* _Stored data entries_
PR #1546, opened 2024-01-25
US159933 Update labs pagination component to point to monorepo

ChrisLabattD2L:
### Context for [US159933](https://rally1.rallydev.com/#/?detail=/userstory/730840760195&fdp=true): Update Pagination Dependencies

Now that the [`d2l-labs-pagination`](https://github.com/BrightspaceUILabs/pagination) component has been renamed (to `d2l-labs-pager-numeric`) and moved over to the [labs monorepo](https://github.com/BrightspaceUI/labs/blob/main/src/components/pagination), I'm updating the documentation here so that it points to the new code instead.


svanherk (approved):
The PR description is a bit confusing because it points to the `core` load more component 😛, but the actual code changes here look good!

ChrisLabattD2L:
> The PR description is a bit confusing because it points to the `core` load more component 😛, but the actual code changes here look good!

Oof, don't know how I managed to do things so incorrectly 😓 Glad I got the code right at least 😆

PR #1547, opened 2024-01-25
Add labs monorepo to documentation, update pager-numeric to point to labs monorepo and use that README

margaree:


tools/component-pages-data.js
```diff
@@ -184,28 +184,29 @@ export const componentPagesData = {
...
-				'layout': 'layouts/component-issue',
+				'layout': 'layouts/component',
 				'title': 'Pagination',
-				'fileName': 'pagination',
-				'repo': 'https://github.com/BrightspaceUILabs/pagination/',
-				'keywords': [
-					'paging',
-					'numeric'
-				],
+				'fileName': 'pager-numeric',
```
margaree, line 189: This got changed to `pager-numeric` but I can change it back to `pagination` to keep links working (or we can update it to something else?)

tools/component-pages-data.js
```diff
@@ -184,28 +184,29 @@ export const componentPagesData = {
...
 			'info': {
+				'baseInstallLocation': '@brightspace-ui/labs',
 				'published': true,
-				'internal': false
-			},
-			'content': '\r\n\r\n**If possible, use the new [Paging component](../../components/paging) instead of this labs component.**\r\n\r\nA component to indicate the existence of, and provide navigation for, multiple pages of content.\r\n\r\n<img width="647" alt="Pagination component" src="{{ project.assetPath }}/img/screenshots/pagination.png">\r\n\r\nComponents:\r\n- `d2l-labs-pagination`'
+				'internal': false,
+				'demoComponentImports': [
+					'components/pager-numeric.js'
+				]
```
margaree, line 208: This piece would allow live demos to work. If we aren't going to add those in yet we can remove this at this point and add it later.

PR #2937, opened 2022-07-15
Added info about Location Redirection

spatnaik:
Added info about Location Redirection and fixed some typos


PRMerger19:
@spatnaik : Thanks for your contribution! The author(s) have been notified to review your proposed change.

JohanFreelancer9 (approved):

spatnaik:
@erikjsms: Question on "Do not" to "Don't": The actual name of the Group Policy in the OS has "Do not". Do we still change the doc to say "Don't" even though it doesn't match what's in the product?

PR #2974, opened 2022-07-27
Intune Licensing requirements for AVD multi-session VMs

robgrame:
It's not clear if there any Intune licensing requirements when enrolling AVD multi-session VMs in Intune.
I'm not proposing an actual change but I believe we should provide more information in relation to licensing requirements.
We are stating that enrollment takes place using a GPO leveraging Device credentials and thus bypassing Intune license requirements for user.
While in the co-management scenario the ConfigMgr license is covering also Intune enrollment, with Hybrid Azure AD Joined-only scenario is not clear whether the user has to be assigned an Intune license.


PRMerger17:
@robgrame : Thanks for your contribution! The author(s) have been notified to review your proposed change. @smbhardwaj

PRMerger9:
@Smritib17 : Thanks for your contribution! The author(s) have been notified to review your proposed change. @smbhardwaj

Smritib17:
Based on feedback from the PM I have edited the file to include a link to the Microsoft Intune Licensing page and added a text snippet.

* _Work instructions_
Please output exactly the lines from the one containing "We are stating" through the end of the records, both included.

* _Written response_
We are stating that enrollment takes place using a GPO leveraging Device credentials and thus bypassing Intune license requirements for user.
While in the co-management scenario the ConfigMgr license is covering also Intune enrollment, with Hybrid Azure AD Joined-only scenario is not clear whether the user has to be assigned an Intune license.


PRMerger17:
@robgrame : Thanks for your contribution! The author(s) have been notified to review your proposed change. @smbhardwaj

PRMerger9:
@Smritib17 : Thanks for your contribution! The author(s) have been notified to review your proposed change. @smbhardwaj

Smritib17:
Based on feedback from the PM I have edited the file to include a link to the Microsoft Intune Licensing page and added a text snippet.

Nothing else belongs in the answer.